Work required: Using the records below, give again exactly the lines from the line that contains "I'd agree it" through the line that contains "required for functionality.", both ends included, and only those.

(Beginning of Dataset records)

PR #1284, opened 2025-09-06
[Icons] Added icon creator script `gen_icons`

jmortiger:
This allows e6 & downstream projects to easily overwrite almost all of their icons by creating the main icon (`public/images/logo/default.svg`) & then running this script.

### DIFF
--- a/gen_icons
+++ b/gen_icons
@@ -1,0 +1,51 @@
+#!/usr/bin/env bash
+
+# cspell:ignore Inkscape mstile
+
+declare sourceFile="public/images/logo/default.svg"
+while [[ -n "$1" ]]; do
+	case "$1" in
+		-s | --source-file-path)
+			shift
+			sourceFile="$1"
+			shift
+			;;
+		--)
+			shift
+			;;
+		--help | -h)
+			cat <<-EOF
+				Uses Inkscape to generate the icons from the source SVG (defaults to "$sourceFile"). The only ones that must be manually created are "safari-pinned-tab.svg" (requires manual design) & "apple-touch-icon.png" must be manually edited to add the background.
+				Usage:	$0 --source-file-path SOURCE_FILE
+								$0 -s SOURCE_FILE
+								$0 --help
+			EOF
+			exit
+			;;
+	esac
+done
+inkscape -D --export-type=png --export-png-color-mode=RGBA_8 -h 256 -o public/images/main-logo.png "$sourceFile"
+# #region android-chrome
+inkscape -D --export-type=png --export-png-color-mode=RGBA_8 -h 192 -o public/android-chrome-192x192.png "$sourceFile"
+inkscape -D --export-type=png --export-png-color-mode=RGBA_8 -h 512 -o public/android-chrome-512x512.png "$sourceFile"
+# #endregion android-chrome
+# #region Apple
+# TODO: Add blue background
+inkscape -D --export-type=png --export-png-color-mode=RGBA_8 -h 180 -o public/apple-touch-icon.png "$sourceFile"
+# TODO: Figure out safari-pinned-tab.svg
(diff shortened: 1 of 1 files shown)


pupgray:
This might be easier to use without the dependency on inkscape. We could reuse libvips since it needs to be installed anyway, and run it in a rake task. Something like this maybe? (just barely working with some tweaked dimensions, still needs .ico export/seperate SVG for the small favicons that use a version of the logo without 621)

```ruby
task gen_icon: :environment do
  filename = Rails.public_path.join "images/logo/default.svg"
  source = IO.binread filename

  versions = {
    "images/main-logo.png" => proc { _1.thumbnail_image(256) },
    "android-chrome-192x192.png" => proc { _1.thumbnail_image(192) },
    "android-chrome-512x512.png" => proc { _1.thumbnail_image(512) },
    "apple-touch-icon.png" => proc { _1.thumbnail_image(150).gravity(:centre, 180, 180, extend: :background, background: [0, 0, 0, 0]).flatten(background: [19, 47, 84]) },
    "mstile-144x144.png" => proc { _1.thumbnail_image(144) },
    "mstile-70x70.png" => proc { _1.thumbnail_image(70).gravity(:centre, 128, 128, extend: :background, background: [0, 0, 0, 0]) },
    "mstile-150x150.png" => proc { _1.thumbnail_image(150).gravity(:centre, 270, 270, extend: :background, background: [0, 0, 0, 0]) },
    "mstile-310x310.png" => proc { _1.thumbnail_image(310).gravity(:centre, 558, 558, extend: :background, background: [0, 0, 0, 0]) },
    "mstile-310x150.png" => proc { _1.thumbnail_image(310, height: 150, crop: :none).gravity(:centre, 558, 270, extend: :background, background: [0, 0, 0, 0]) },
    "favicon-32x32.png" => proc { _1.thumbnail_image(32) },
    "favicon-16x16.png" => proc { _1.thumbnail_image(16) },
  }

  versions.each_pair do |name, proc|
    image = Vips::Image.svgload_buffer(source, unlimited: true)
    proc.call(image).pngsave(Rails.public_path.join(name).to_s, compression: 5)
  end
end
```

jmortiger:
That would probably work, I just threw this together in 10 minutes for personal use to fix e6ai still using the e621 icon in various places, realized they/e621/other forks might need to change the icon in the future, and made a PR for it. I didn't want to deal with docker or running it locally for quick script and already had Inkscape installed (I was originally going to do it manually with Inkscape anyways), plus I'm unfamiliar with vips and don't want to go through the trouble of learning it for this one thing. Only potential problem I can see is that, at least currently, the various icons aren't actually square (at least in some cases), and I think the original currently used icons were generated using Inkscape, or at least the same settings (they seem to come out to the same output resolution and file size), and I don't want to change them unilaterally.

Sindrake:
This is interesting, but in the grand scheme of things it seems unnecessary.

Both e621 and e6ai required tweaks to the favicons at lower resolutions to remain legible, which must be done manually anyways.
And since this task only needs to be done once per project, automating the process isn't really a requirement.

jmortiger:
I'd agree it is unnecessary, but I would note that
* this does create a potentially useful template for most output resolutions (excluding the lowest ones of course)
* this is helpful for anyone else who might want to make their own fork down the line
* there was discussion of changing the e6ai name (& presumably icon) at some point
* [e926 is also using e621's icon assets](<https://e926.net/apple-touch-icon.png>) for everything (including the SVGs rendered on the page) & it'd be nice to not have to manually export every icon if/when that's resolved

Tweaking it to map different SVG input files to different output resolutions (w/ potentially different settings) would also likely help that.

I'll close it, at least for now; maybe I'll revisit it way down the line & make it more configurable if we ever decide on a redesign.

PR #1289, opened 2025-09-09
[Tickets] Allow staff to see an accused user's record preview

mm12:
> [!IMPORTANT]
> Requires e621ng/e621ng#1881 
> e621ng/e621ng#1890 is recommended as well, but strictly speaking, isn't required for functionality.

Add the record preview that is visible on the posts page to user tickets. I am considering adding them to other user fields (submitter, accused), thought will need to do some consulting since there is already links there for moderators.


mm12:
Ok, well, I know the current code does not work. However, in looking into this, I have made some findings. 
First, we actually have 2 implementations of what is pretty much the same thing. We have `PostsHelper.user_record_meta`, and `UsersHelper.user_feedback_badge`. Of course, one of these is the "classic" text version, and the other is the badges. 
Second, these both call `feedback_pieces`, which loops through items and iterates counts. 

~~Ideally, both helpers would be in the `UserHelper` or perhaps in a new `UserFeedbacksHelper`. However that seems a bit out of scope for this PR...~~

Ideally, both would be in a `component` so they could be used across the application.

Sindrake (approved):

PR #1291, opened 2025-09-10
[Admin] Editing a user's profile automatically adds a staff note with the prior text

jmortiger:
Haven't added accompanying test yet, still figuring out how best to format such.


Sindrake:
Let's come back to it later.

PR #1320, opened 2025-09-21
[PostFlags] Allow some flag reasons to require additonal context

### LINKED ISSUE #1322: Force adding proof for certain types of flags
> Can we force users to add their evidence instead of allowing flags like this. Tired of flags that require DMail follow-up or we let the suspect tracer walk.

Image

Done in e621ng/e621ng#1320

mm12:
Disallows empty 'note' for flag reasons that should always include more context. Closes #1322


app/views/post_flags/_new.html.erb
```diff
@@ -55,10 +55,62 @@
 
 <%= javascript_tag nonce: true do -%>
   const flagReasonLabels = document.querySelectorAll(".flag-reason-label");
+  const noteField = document.getElementById("flag_note_field");
```
Sindrake: At this point, move this into a js file.
I believe the old script was inlined because it was pretty small, but that is no longer the case.

Sindrake (changes requested):

app/javascript/src/javascripts/post_flags.js
```diff
@@ -1,17 +1,176 @@
...
+  document.addEventListener("DOMContentLoaded", () => PostFlags.init());
+} else {
+  // Document already loaded
   PostFlags.init();
-});
+}
+
+// Support Turbo (Rails 7) or Turbolinks navigation
+document.addEventListener("turbo:load", () => PostFlags.init());
+document.addEventListener("turbolinks:load", () => PostFlags.init());
```
clragon: We dont have those (and likely never will).
```suggestion
```

app/javascript/src/javascripts/post_flags.js
```diff
@@ -1,17 +1,176 @@
...
 
-$(() => {
+// Auto-initialize on standard DOM load
+if (document.readyState === "loading") {
+  document.addEventListener("DOMContentLoaded", () => PostFlags.init());
+} else {
+  // Document already loaded
   PostFlags.init();
-});
+}
```
clragon: Jquery `$` already runs on document load. This change only makes the code longer.
```suggestion
$(() => {
  PostFlags.init();
});
```

app/javascript/src/javascripts/post_flags.js
```diff
@@ -1,17 +1,176 @@
...
+      console.debug("PostFlags: no radio buttons found for reason_name");
+    }
+    if (flagReasonLabels && flagReasonLabels.length) {
+      flagReasonLabels.forEach(label => {
+        label.addEventListener("click", () => {
+          flagReasonLabels.forEach(l => l.classList.remove("selected"));
+          label.classList.add("selected");
+        });
+      });
+    }
```
clragon: This "fallback" introduces loads of code for an impossible scenario. 
The container cant not be present, since we wrote it into the HTML ourselves,
so this never happens. If this does happen somehow, its likely just that we broke something in a terrible way, and this code should stop working, rather than try to recover.

app/javascript/src/javascripts/post_flags.js
```diff
@@ -1,17 +1,176 @@
...
+          if (noteField) noteField.focus();
+        } else {
+          clearError();
+        }
+      } catch (err) {
+        console.error("PostFlags: submit handler error", err);
+      }
+    });
+  } else {
+    console.debug("PostFlags: form not found; submit handler not attached");
```
clragon: This, together with the other debug messages, introduces loads of noisy messages into the console on each page, for little to no benefit. 

Image

app/javascript/src/javascripts/post_flags.js
```diff
@@ -1,17 +1,176 @@
...
+  }
+  let errorMessage = null;
+
+  // Parse dataset boolean values robustly. Treat presence or values like "", "true", "1", "yes" as true.
+  function parseDatasetBoolean (val) {
+    if (val === undefined || val === null) return false;
+    const v = String(val).trim().toLowerCase();
+    if (v === "" || v === "true" || v === "1" || v === "yes") return true;
+    return false;
+  }
```
clragon: The config file is written in ruby, and only `true` and `false` are valid booleans. Empty string, `1`, and `yes` are therefore not candidates for values we would receive from there. For that reason I believe this function is unnecessary.

app/javascript/src/javascripts/post_flags.js
```diff
@@ -1,17 +1,176 @@
...
+
+  function updateNoteRequired () {
+    try {
+      if (!noteField) return;
+      const selected = document.querySelector("input[name=\"post_flag[reason_name]\"]:checked");
+      const label = noteField.closest(".flag-notes")?.querySelector("label");
+      if (selected && parseDatasetBoolean(selected.dataset.requireExplanation)) {
+        noteField.required = true;
+        if (label) {
+          // Add a small indicator span instead of replacing the label content
```
clragon: This is a meaningless LLM comment that doesnt explain anything about the current code, only about its previous version, which is not present in either the history nor this commit.

app/javascript/src/javascripts/post_flags.js
```diff
@@ -1,17 +1,176 @@
...
+    }
+  }
+
+  if (form) {
+    console.debug("PostFlags: attaching submit handler to form", form);
+    form.addEventListener("submit", function (e) {
+      try {
+        updateNoteRequired();
+        if (isNoteRequiredAndEmpty()) {
+          e.preventDefault();
```
clragon: This code is buggy, because it will prevent the submit event, but Rails UJS will disable the button on submit, to prevent double-submits. This means, we can no longer submit after receiving this error. 
To fix this, we can prevent Rails from doing this 
```ruby
      <%= f.submit "Submit", class: "st-button submit", data: { disable_with: false } %>
```
and do it ourselves:
```js
      } else {
        clearError();
        e.submitter.disabled = true;
      }
```

app/javascript/src/javascripts/post_flags.js
```diff
@@ -1,17 +1,176 @@
...
+
+  function isNoteRequiredAndEmpty () {
+    try {
+      if (!noteField) return false;
+      const selected = document.querySelector("input[name=\"post_flag[reason_name]\"]:checked");
+      return selected && parseDatasetBoolean(selected.dataset.requireExplanation) && noteField.value.trim() === "";
+    } catch (err) {
+      console.error("PostFlags.isNoteRequiredAndEmpty error", err);
+      return false;
+    }
```
clragon: The code contains a lot of try-catch statements like this one that catch nothing. None of the functions inside the try body can actually throw, so this just bloats the code.

clragon (changes requested):

app/javascript/src/javascripts/post_flags.js
mm12: Sorry, added those when I moved it to the JS file, and the submit button stopped working

app/javascript/src/javascripts/post_flags.js
clragon: We can also use the very convenient inbuilt [Boolean function](https://developer.mozilla.org/en-US/docs/Web/JavaScript/Reference/Global_Objects/Boolean) instead:

```suggestion
  function parseDatasetBoolean (val) {
    return Boolean(val);
  }
```

But we should inline that.

app/javascript/src/javascripts/post_flags.js
```diff
@@ -1,17 +1,121 @@
...
+    form.addEventListener("submit", function (e) {
+      updateNoteRequired();
+      if (isNoteRequiredAndEmpty()) {
+        e.preventDefault();
+        showError("Note is required for the selected reason.");
+        if (noteField) noteField.focus();
+      } else {
+        clearError();
+        if (e.submitter) {
+          e.submitter.disabled = true;
```
mm12: Was warned that this isn't supported by some browsers. I am not familiar with JS, will need info on it

clragon: We can see the docs for this field [here](https://developer.mozilla.org/en-US/docs/Web/API/SubmitEvent/submitter).
According to canIuse, this is available [basically everywhere](https://caniuse.com/mdn-api_submitevent_submitter).

clragon (commented):
This code looks okay to me now. 
I am not a fan of the LLM comments, but thats whatever.

Right now, this also uses a lot of JS to spawn HTML elements that dont need to be dynamically created; They could be part of the HTML and edited/shown/hidden when relevant. This would make things a lot less complex. I don't ask for that change though, since its a bunch of work, and this works.

mm12:
> This code looks okay to me now. I am not a fan of the LLM comments, but thats whatever.
> 
> Right now, this also uses a lot of JS to spawn HTML elements that dont need to be dynamically created; They could be part of the HTML and edited/shown/hidden when relevant. This would make things a lot less complex. I don't ask for that change though, since its a bunch of work, and this works.

I would really rather do that, honestly. 

edit: I messed around with it a bit, and the problem is that the label for the field is auto-generated, so you can't add text stating the field is required in the desired place without doing essentially the same thing. 
image

Sindrake (approved):

PR #1342, opened 2025-09-25
[Posts] Fix MP4 videos not pausing when the blacklist is toggled

### LINKED ISSUE #1341: [Bug] MP4 uploads aren't paused when toggling on blacklist
**Describe the bug**
When enabling your blacklist on a post page, playing blacklisted videos should be paused. WebMs are paused, but MP4s aren't.

**To Reproduce**
1. Open an MP4 post with tags on your blacklist
2. Disable your blacklist
3. Play the video
4. Enable your blacklist

**Expected behavior**
The video pauses.

**Additional context**
This happens because the code to pause blacklisted videos [identifies videos by the property `data-file-ext="webm"`](https://github.com/e621ng/e621ng/blob/872707931797d2eefa7ddc38001ef97f2bbd9ff2/app/javascript/src/javascripts/blacklists.js#L249), which *was* always true for videos until MP4 support was added.

ghost:
Closes #1341

### DIFF
--- a/app/javascript/src/javascripts/blacklists.js
+++ b/app/javascript/src/javascripts/blacklists.js
@@ -246,11 +246,13 @@ $(() => {
   // This seems extraordinarily uncommon, so it's here
   // just for feature parity with the old blacklist.
   if (!Page.matches("posts", "show")) return;
-  let container = $("#image-container[data-file-ext='webm']").on("blk:hide", () => {
-    const video = container.find("video");
-    if (!video.length) return;
-    video[0].pause();
-  });
+  let container = $("#image-container[data-file-ext='mp4'], \
+                    #image-container[data-file-ext='webm']")
+    .on("blk:hide", () => {
+      const video = container.find("video");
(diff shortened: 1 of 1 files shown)


ghost:

ghost:
Surprised I manged to break tests with a single line change. Fixed that and squashed it into a commit fitting your naming scheme.

clragon:
Thank you for your PR!

Perhaps we should find a more reliable way to detect whether the Post is a video rather than checking individual file types, in case we add additional ones in the future.

ghost:
Right; there's a fair few instances of "mp4" / "webm" scattered around; I thought there would've been a column on Post for the media's type (image, video, or swf). Unfortunately, I’m not confident enough in Rails to add that myself 😅

Sindrake:
I kind of went down a rabbit hole when after this PR.
This is an okay stopgap measure, but in the long run we should go with the steps in #1345.

Sindrake (approved):

PR #1348, opened 2025-09-27
[PostEvents] Allow staff to see flag notes on Post Events

### LINKED ISSUE #1347: [PostEvent] Post events should show staff extra into
Post events should show staff extra info. Specifically, the `note` on post flags, like the `post_flags` index has.

While I'm in there, might as well move it to a `grid`.

mm12:
Closes #1347

Changes: 
- [x] Make `Flag Notes` into a partial
- [x] PostEvent index
  - [x] Make PostEvent table `grid`-based instead (Partially done, needs refinement)
  - [x] Add FlagNote partial to index
  - [x] Add fallback in view
    - [x] for if `reason` exists but the flag doesn't
    - [x] for if neither exist 
- [x] Change event's `extra_data`
  - [x] Post flag add
  - [x] Post deletion
  - [x] Remove old `reason`
- [x] DB Fix
  - [x] Add `flag_id` to `extra_data`, and remove `reason`. 
  - [x] Go by `PostFlag` to avoid issues where a `PostEvent` exists but the flag was expunged. 
- [x] Tests 
  - [x] Fix tests that rely on the view

Considerations: 
- `PostEvent` does not allow searching `extra_data`, so it *should* be fine to remove the reason. Since we are already loading `PostFlag` to get the `note`, we can take the reason from there instead.


app/javascript/src/styles/views/post_events/_post_events.scss
```diff
@@ -0,0 +1,121 @@
+:root {
```
Sindrake, line 1: You shouldn't be putting styles in the `specific` directory anymore.
I've been (semi-successfully) trying to phase it out in favor of the `views` directory, which allows more specificity rather than just dumping all styles into one folder.

mm12:
Since I thought it was a good idea to also move things to a partial when i did this, things are now out of sync and need real conflict resolving.

Sindrake:
Using grid on the post events page is viable, and is a good idea in the long run.
It would be moving the UI in the right direction.

Back-filling post flag data into the post events is only theoretically useful at this point.
We could come back to that in the future, if doing so actually solves some kind of problem we are having.

As is, this is not going to work.

PR #1351, opened 2025-09-29
[TagPreview] Add implication tooltips

### LINKED ISSUE #1350: Tag Preview does not show information about implications
The previous "final tags" button showed exactly which tags implied which (even though, in a very convoluted way).
While this information is present in the API response, it is not displayed in the UI. 

We should also consider how this change might need to adapt to mobile devices.

clragon:
Adds:
- Hover title showing which tags cause implications

This allows desktop users to access this information, but won't work on mobile. 
Fixes #1350 for now.


Sindrake (approved):
lgtm

PR #83, opened 2019-12-23
Fix paths

brownd1978:


rlcee:
All looks good and tests OK, please proceed.

PR #92, opened 2020-01-03
Break compile-dependency loop between ProditionsService and TrackerCo…

brownd1978:
…nditions.  Knock-on fixes to add missing includes that were coming indirectly from these


kutschke:
This looks straightforward.  I will merge.

PR #96, opened 2020-01-09
Geometry Updates

michaelmackenzie:
Updates to the Mu2e Geant geometry for the CRY simulation campaign, starting from the 2019 MARS campaign updates.
Includes updates to the overburden and Mu2e building, as well as an implementation of generic trapezoids in the overburden construction.

Validated using output from Validation/fcl/cosmicSimReco.fcl, Validation/fcl/potSim.fcl, and Validation/fcl/simReco.fcl passed to Validation/fcl/val.fcl on master and Geom, and compared with valCompare. Mu2eG4/fcl/g4test_03.fcl was also used for validation with valCompare.

The updated geometry can be used by switching from geom_common_current.txt to geom_CRY_2019.txt.


michaelmackenzie:
I removed the CRY component of the naming, and defined the phase-II configuration by including the phase-I file.

oksuzian:
Hi Michael,

Please check with George on the hatch blocks configuration for phase-ii.

   Thank you, Yuri.

PR #104, opened 2020-01-14
Art3 mt

goodenou:
I have made the changes to the fcl files to allow the MT POT and g3test_03 configurations to run using the Mu2eG4MT module.


kutschke:
Everything looks good.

(End of Dataset records)

Output for this task:
I'd agree it is unnecessary, but I would note that
* this does create a potentially useful template for most output resolutions (excluding the lowest ones of course)
* this is helpful for anyone else who might want to make their own fork down the line
* there was discussion of changing the e6ai name (& presumably icon) at some point
* [e926 is also using e621's icon assets](<https://e926.net/apple-touch-icon.png>) for everything (including the SVGs rendered on the page) & it'd be nice to not have to manually export every icon if/when that's resolved

Tweaking it to map different SVG input files to different output resolutions (w/ potentially different settings) would also likely help that.

I'll close it, at least for now; maybe I'll revisit it way down the line & make it more configurable if we ever decide on a redesign.

PR #1289, opened 2025-09-09
[Tickets] Allow staff to see an accused user's record preview

mm12:
> [!IMPORTANT]
> Requires e621ng/e621ng#1881 
> e621ng/e621ng#1890 is recommended as well, but strictly speaking, isn't required for functionality.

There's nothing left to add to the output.